Nous... comment se dit ? nous échappons à vos hélicoptères, non ?

— Oui, en effet, répondit Morris. Nous ne comprenions pas votre manoeuvre.

— Alors comment vous trouvez nous ?

— Je savais que vous aviez été attaqués plus tôt par l’Orion et que vous fonciez à toute vitesse pour nous rattraper. L’axe de votre attaque était prévisible.

Le Russe secoua la tête.

— Quelle attaque est ceci ? Qui attaque nous ?

Il se tourna vers son commandant et lui parla pendant trente secondes.

Il y a un autre Charlie par là, pensa Morris. S’il ne nous ment pas. Nous devrions avoir quelqu’un qui parle le russe, pour bavarder avec les hommes d’équipage, en bas. Merde, pourquoi est-ce que je n’ai personne ?

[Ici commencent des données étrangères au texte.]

PR #2864, opened 2022-03-21
Fix enabling/disabling CommunityMarketplace

J-N-K:
For some reason if I disable "Enable Community Marketplace" it still keeps showing marketplace add-ons.

_Originally posted by @wborn in https://github.com/openhab/openhab-core/issues/2811#issuecomment-1073362324_

Simple typo when I refactored the config key to a static constant. In the `marketplace.xml` the configuration option is named `enable` not `enabled`.


wborn (approved):
Thanks for the fix!

PR #2868, opened 2022-03-23
Add missing default translations for add-ons/marketplace configuration options

wborn:
This makes it possible to use Crowdin for translating the new configuration options introduced in #2811.


J-N-K (approved):

cweitkamp (approved):
LGTM. Thanks.

PR #2876, opened 2022-03-27
Fix null annotations on PersistenceItemConfiguration

### LINKED ISSUE #2875: PersistenceItemConfiguration has wrong null annotations
Calling `toString` will result in NPEs, depending on if and which fields are `null`. IMO the `@Nullable` on `strategies` and `filters` should be removed and if `null` is provided in the constructor, an empty `List` should be added. This would also simplify code at other places. WDYT?

J-N-K:
Fixes #2875 

I didn't check if we can omit null-checks, because of the bigger refactoring in #2871 which would create merge conflicts.


wborn (approved):
Thanks!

— Mon commandant dit vous êtes erreur sur ce. Notre premier contact avec vous est des hélicoptères. Nous n’attendons pas votre navire est ici. Est-ce tactique neuve ?

— Non, nous nous y entraînons depuis des années.

— Comment vous trouvez nous, alors ?

— Vous savez ce qu’est un déploiement de sonar à la traîne ? C’est avec ça que nous vous avons détectés, trois heures environ avant que nous vous tirions dessus.

Le Russe ouvrit de grands yeux.

— Votre sonar si bon pour ce ?

— Quelquefois.

Lorsque cela eut été traduit, le commandant russe parut donner un ordre sec et la conversation s’arrêta. Morris se demanda si les techniciens radio avaient déjà installé les micros dans les logements des Russes. Ce qu’ils se diraient entre eux serait peut-être utile au service de renseignement de la marine. Jusqu’alors il devait continuer de les mettre à l’aise.

— Comment sont les repas, à bord d’un sous-marin soviétique ?

— Pas même chose que ce, répondit le navigateur après avoir consulté son commandant. Bon, mais pas même chose. Nous mangeons nourriture différente. Plus poisson, moins viande. Nous avons thé, pas café.

Ed Morris voyait que les prisonniers attaquaient les plats avec un appétit et un plaisir non dissimulés. Même nos sous-mariniers n’ont pas assez de légumes frais, se dit-il. Un marin entra dans le carré et se tint près de la porte. C’était le premier radio du bord. Morris lui fit signe de s’approcher.

Le radio lui tendit un message, LE TRAVAIL SPÉCIAL EST TERMINÉ, lut le commandant et il remarqua que l’homme avait pris le temps de l’écrire en capitales d’imprimerie sur un véritable formulaire de message, pour que personne n’ait de soupçons. Les installations des Russes étaient à présent truffées de micros. Morris renvoya son homme d’un signe de tête et empocha le message. Son bosco avait miraculeusement découvert deux bouteilles d’alcool – probablement dans les chambres des officiers mariniers, mais Morris se gardait bien de poser des questions – et ce soir elles trouveraient leur chemin pour rejoindre les Russes. Il espérait que l’alcool leur délierait la langue.